##### Material for this exercise #####

Issue #639, opened 2025-06-03
fog-google modifies strings


dgmora:
I've tried to enable  `RUBYOPT="--enable-frozen-string-literal"` so that strings are frozen for my application, but I noticed that fog-google modifies frozen strings:

```
FrozenError: can't modify frozen String: "/"
storage_json/real.rb:52:in 'Fog::Google::StorageJSON::Real#signature'
```

Strings will be frozen eventually for Ruby, so it would be great if fog-google would be prepared for that.

I am not sure in how many places fog-google modifies strings. Adding `# frozen_string_literal: true` / `# frozen_string_literal: false` could already help people using `--enable-frozen-string-literal`, or maybe these cases could be fixed directly

PR #640, opened 2025-06-04
Add `frozen_string_literal: false` to files that modify strings and run tests with frozen strings

davidgm0:
Partially addresses #639. It runs tests with frozen strings, but allows modifying strings for those files with `frozen_string_literal: false`. This should allow people using for to run with `RUBYOPT="--enable-frozen-string-literal"`. Next step would involve not modifying strings, but this was more involved, so I thought it would make sense to do this first.

### DIFF
--- a/.github/workflows/integration-storage.yml
+++ b/.github/workflows/integration-storage.yml
@@ -36,6 +36,8 @@ concurrency:
 jobs:
   test:
     runs-on: fog-arc-runner
+    env:
+      RUBYOPT: "--enable-frozen-string-literal"
     strategy:
       matrix:
         ruby-version: [ '3.0', '3.1', '3.2' ]
--- a/.github/workflows/integration-compute-core.yml
+++ b/.github/workflows/integration-compute-core.yml
@@ -34,6 +34,8 @@ concurrency:
 jobs:
   test-compute:
     runs-on: fog-arc-runner
+    env:
+      RUBYOPT: "--enable-frozen-string-literal"
     strategy:
       matrix:
         ruby-version: [ '3.0', '3.1', '3.2' ]
--- a/.github/workflows/integration-compute-instance_groups.yml
+++ b/.github/workflows/integration-compute-instance_groups.yml
@@ -35,6 +35,8 @@ concurrency:
 jobs:
   test:
     runs-on: fog-arc-runner
+    env:
+      RUBYOPT: "--enable-frozen-string-literal"
     strategy:
       matrix:
         ruby-version: [ '3.0', '3.1', '3.2' ]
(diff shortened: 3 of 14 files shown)


.github/workflows/integration-storage.yml
```diff
@@ -36,6 +36,8 @@ concurrency:
 jobs:
   test:
     runs-on: fog-arc-runner
+    env:
+      RUBYOPT: "--enable-frozen-string-literal"
```
stanhu, line 40: Wouldn't we expect these tests to fail without fixes for the frozen strings?

davidgm0: To those files that modify strings I added:
# frozen_string_literal: **false** 

That overrides the `RUBYOPT` for those files. The final behaviour should be that by default for all files the strings are frozen and for those few files the string literals are not frozen.

stanhu: Oh, right, that's unexpected, though; usually I see `# frozen_string_literal: true`, or it's omitted entirely because `false` is the default.

I'm not opposed to this approach as a step 1. However, at the moment these integration tests need to be run by hand. I suspect just fixing the frozen string issue is relatively straightforward that we might as well try to fix them on a file-by-file basis, such as:

```diff
diff --git a/lib/fog/google/storage/storage_json/real.rb b/lib/fog/google/storage/storage_json/real.rb
index 23c86c5..ab99372 100644
--- a/lib/fog/google/storage/storage_json/real.rb
+++ b/lib/fog/google/storage/storage_json/real.rb
@@ -45,7 +45,7 @@ DATA
           end
           string_to_sign << canonical_google_headers.to_s
 
-          canonical_resource = "/"
+          canonical_resource = +"/"
           if subdomain = params.delete(:subdomain)
             canonical_resource << "#{CGI.escape(subdomain).downcase}/"
           end
diff --git a/lib/fog/google/storage/storage_xml/real.rb b/lib/fog/google/storage/storage_xml/real.rb
index 166e181..5c15bfc 100644
--- a/lib/fog/google/storage/storage_xml/real.rb
+++ b/lib/fog/google/storage/storage_xml/real.rb
@@ -57,7 +57,7 @@ DATA
           end
           string_to_sign << canonical_google_headers.to_s
 
-          canonical_resource = "/"
+          canonical_resource = +"/"
           if subdomain = params.delete(:subdomain)
             canonical_resource << "#{CGI.escape(subdomain).downcase}/"
           end
```

dgmora: I'd be happy if these changes could be applied directly, I just don't know the codebase so well and I saw there were a fair amount of modifications, so I went for the easy fix. That can still be applied after this PR.

> Oh, right, that's unexpected, though; usually I see # frozen_string_literal: true, or it's omitted entirely because false is the default.

Yeah, but that default will eventually change. If someone tries to already enable `--enable-frozen-string-literal` (as I did), they will get errors. This PR at least fixes that

stanhu:
Let's close this in favor of https://github.com/fog/fog-google/pull/646.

#####

#### What the task asks:
Across the entries above, find the lines with the string "workflows" and copy them.

#### Response:
--- a/.github/workflows/integration-storage.yml
+++ b/.github/workflows/integration-storage.yml
--- a/.github/workflows/integration-compute-core.yml
+++ b/.github/workflows/integration-compute-core.yml
--- a/.github/workflows/integration-compute-instance_groups.yml
+++ b/.github/workflows/integration-compute-instance_groups.yml
.github/workflows/integration-storage.yml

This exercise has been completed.